**Problem statement**
Find how many lines in the entries below carry the word "shown" and answer with only that figure.

***** Given entries

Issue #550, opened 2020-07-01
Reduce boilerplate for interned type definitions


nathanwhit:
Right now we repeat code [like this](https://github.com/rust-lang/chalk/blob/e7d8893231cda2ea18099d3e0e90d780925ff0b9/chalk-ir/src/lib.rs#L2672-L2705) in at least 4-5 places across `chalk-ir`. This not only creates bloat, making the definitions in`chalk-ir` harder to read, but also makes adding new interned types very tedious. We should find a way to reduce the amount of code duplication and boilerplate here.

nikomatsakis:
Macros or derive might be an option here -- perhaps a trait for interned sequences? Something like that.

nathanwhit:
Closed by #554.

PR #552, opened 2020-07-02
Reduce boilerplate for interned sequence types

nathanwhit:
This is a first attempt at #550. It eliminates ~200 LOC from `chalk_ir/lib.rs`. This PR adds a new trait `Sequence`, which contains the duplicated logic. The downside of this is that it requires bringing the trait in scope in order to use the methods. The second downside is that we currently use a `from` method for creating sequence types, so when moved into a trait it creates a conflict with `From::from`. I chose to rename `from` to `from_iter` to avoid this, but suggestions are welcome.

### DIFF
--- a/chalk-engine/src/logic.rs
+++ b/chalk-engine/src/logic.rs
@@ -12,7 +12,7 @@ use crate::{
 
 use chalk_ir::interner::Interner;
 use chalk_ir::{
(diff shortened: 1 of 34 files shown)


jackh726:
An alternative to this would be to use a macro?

**********
***** Given entries

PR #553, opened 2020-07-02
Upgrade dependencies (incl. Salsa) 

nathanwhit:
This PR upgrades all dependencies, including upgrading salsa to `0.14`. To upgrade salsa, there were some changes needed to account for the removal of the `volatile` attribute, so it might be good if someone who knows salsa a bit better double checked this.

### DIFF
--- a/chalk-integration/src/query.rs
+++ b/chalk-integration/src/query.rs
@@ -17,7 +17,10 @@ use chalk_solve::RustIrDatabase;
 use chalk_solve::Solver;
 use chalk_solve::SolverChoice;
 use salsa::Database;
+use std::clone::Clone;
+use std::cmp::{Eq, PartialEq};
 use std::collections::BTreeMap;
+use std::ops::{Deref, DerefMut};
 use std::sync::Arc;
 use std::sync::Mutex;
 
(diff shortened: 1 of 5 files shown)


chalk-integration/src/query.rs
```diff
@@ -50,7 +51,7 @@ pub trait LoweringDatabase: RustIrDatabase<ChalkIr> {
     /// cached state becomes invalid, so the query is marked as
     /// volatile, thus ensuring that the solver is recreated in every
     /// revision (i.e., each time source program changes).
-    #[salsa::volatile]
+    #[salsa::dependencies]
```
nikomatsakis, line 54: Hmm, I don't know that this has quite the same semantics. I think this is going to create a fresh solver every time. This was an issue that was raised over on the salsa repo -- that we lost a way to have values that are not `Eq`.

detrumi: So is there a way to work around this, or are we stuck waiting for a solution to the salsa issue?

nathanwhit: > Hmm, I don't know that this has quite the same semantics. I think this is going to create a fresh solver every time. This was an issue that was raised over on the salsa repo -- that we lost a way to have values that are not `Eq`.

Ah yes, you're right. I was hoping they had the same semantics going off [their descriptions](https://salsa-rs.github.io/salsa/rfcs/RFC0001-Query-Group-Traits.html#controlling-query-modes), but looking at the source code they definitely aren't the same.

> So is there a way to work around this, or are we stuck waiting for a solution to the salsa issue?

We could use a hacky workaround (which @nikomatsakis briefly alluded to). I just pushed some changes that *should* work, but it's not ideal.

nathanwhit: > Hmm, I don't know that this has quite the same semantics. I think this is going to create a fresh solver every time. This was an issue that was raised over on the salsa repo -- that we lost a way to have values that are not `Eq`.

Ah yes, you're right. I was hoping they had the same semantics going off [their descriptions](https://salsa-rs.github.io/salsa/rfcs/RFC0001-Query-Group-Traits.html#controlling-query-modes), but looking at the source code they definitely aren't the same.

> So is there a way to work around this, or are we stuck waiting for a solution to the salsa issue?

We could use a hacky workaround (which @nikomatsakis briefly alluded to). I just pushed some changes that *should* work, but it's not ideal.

**********

**Output of the task**
2